PR #44, opened 2015-11-07
Rims dowork

### LINKED ISSUE #28: Implement doWork for RIMS
Once we've got doWork workin' for the other Equipment, RIMS should be a piece of cake...

Note that this is pretty much dependent on #8 and #9 wrapping up.

azyth:
resolves #28  with two rims versions, I assume fancy rims will be the end result code but no sure if we want to have a simpler version or both?

### DIFF
--- a/lib/Ohmbrewer_RIMS.cpp
+++ b/lib/Ohmbrewer_RIMS.cpp
@@ -1,6 +1,7 @@
 #include "Ohmbrewer_RIMS.h"
 #include "Ohmbrewer_Screen.h"
 #include "Ohmbrewer_Publisher.h"
+#include "Ohmbrewer_Onewire.h"
 
 
 /**
@@ -80,7 +81,7 @@ Ohmbrewer::RIMS::~RIMS() {
 void Ohmbrewer::RIMS::initRIMS(int id, std::list<int>* thermPins, int pumpPin){
     int size = thermPins->size();
     if ( (size == 2) || (size == 3) ){
-        _safetySensor = new TemperatureSensor(id+2, thermPins->front());  //TODO need UIDS
+        _safetySensor = new TemperatureSensor(id+2, new Onewire());  //TODO need UIDS
         _tube = new Thermostat(id+3, thermPins);
     }else{
         //publish error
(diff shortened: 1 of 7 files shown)


lib/Ohmbrewer_RIMS.cpp
```diff
@@ -245,12 +246,58 @@ bool Ohmbrewer::RIMS::isOff() const {
...
+        // turn off therm
+        getTube()->setState(false);
+        getTube()->work(); //reset
+    }*/
+
+    //FANCY RIMS, turns the pump off to rest when tun temp is good and safety temp is good.
+    if (getState()) {
+        //IF RIMS ON
+        // make sure R. PUMP is ON if safety temp > tun temp +3(margin)
+        if (getSafetyTemp()->c() > (getTube()->getSensor()->getTemp()->c() + 3) ){
```
kyleoliveira: Why not use `getTunSensor()` instead of `getTube()->getSensor()` ?

lib/Ohmbrewer_RIMS.cpp
```diff
@@ -245,12 +246,58 @@ bool Ohmbrewer::RIMS::isOff() const {
...
+            if (!getRecirculator()->getState()){ getRecirculator()->setState(true); }// turn on pump
```
kyleoliveira: Break this if-statement into multiple lines for readability.

lib/Ohmbrewer_RIMS.cpp
```diff
@@ -245,12 +246,58 @@ bool Ohmbrewer::RIMS::isOff() const {
...
+            getRecirculator()->work();
+        }
+        //if tun temp is less than 2 degrees (margin) of target temp, then: RIMS
+        if (getTube()->getSensor()->getTemp()->c() < (getTube()->getTargetTemp()->c() - 2) ){
+            // safetySensor guard on Therm (if: safety sensor temp > safety setting, then: NO heat )
+            if ( getSafetyTemp()->c() > getSafetySensor()->getTemp()->c() ) {
+                if (!getTube()->getState()) { getTube()->setState(true); } // turn on therm
```
kyleoliveira: Break this if-statement into multiple lines for readability.

azyth:
NOTE: all equipment (electrical relay type) should have work() called on tehm after they have had their state turned off to make sure the pin outpins are turned off.

lib/Ohmbrewer_RIMS.cpp
azyth: because i forgot it existed

kyleoliveira:
Looks good to go.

**Problem statement:**
Which lines run from the one holding "void Ohmbrewer::RIMS::initRIMS(int id, std::list<int>*" through the one holding "new TemperatureSensor(id+2, new" in the records above? Repeat them exactly, both included, and nothing more.

**Answer box:**
 void Ohmbrewer::RIMS::initRIMS(int id, std::list<int>* thermPins, int pumpPin){
     int size = thermPins->size();
     if ( (size == 2) || (size == 3) ){
-        _safetySensor = new TemperatureSensor(id+2, thermPins->front());  //TODO need UIDS
+        _safetySensor = new TemperatureSensor(id+2, new Onewire());  //TODO need UIDS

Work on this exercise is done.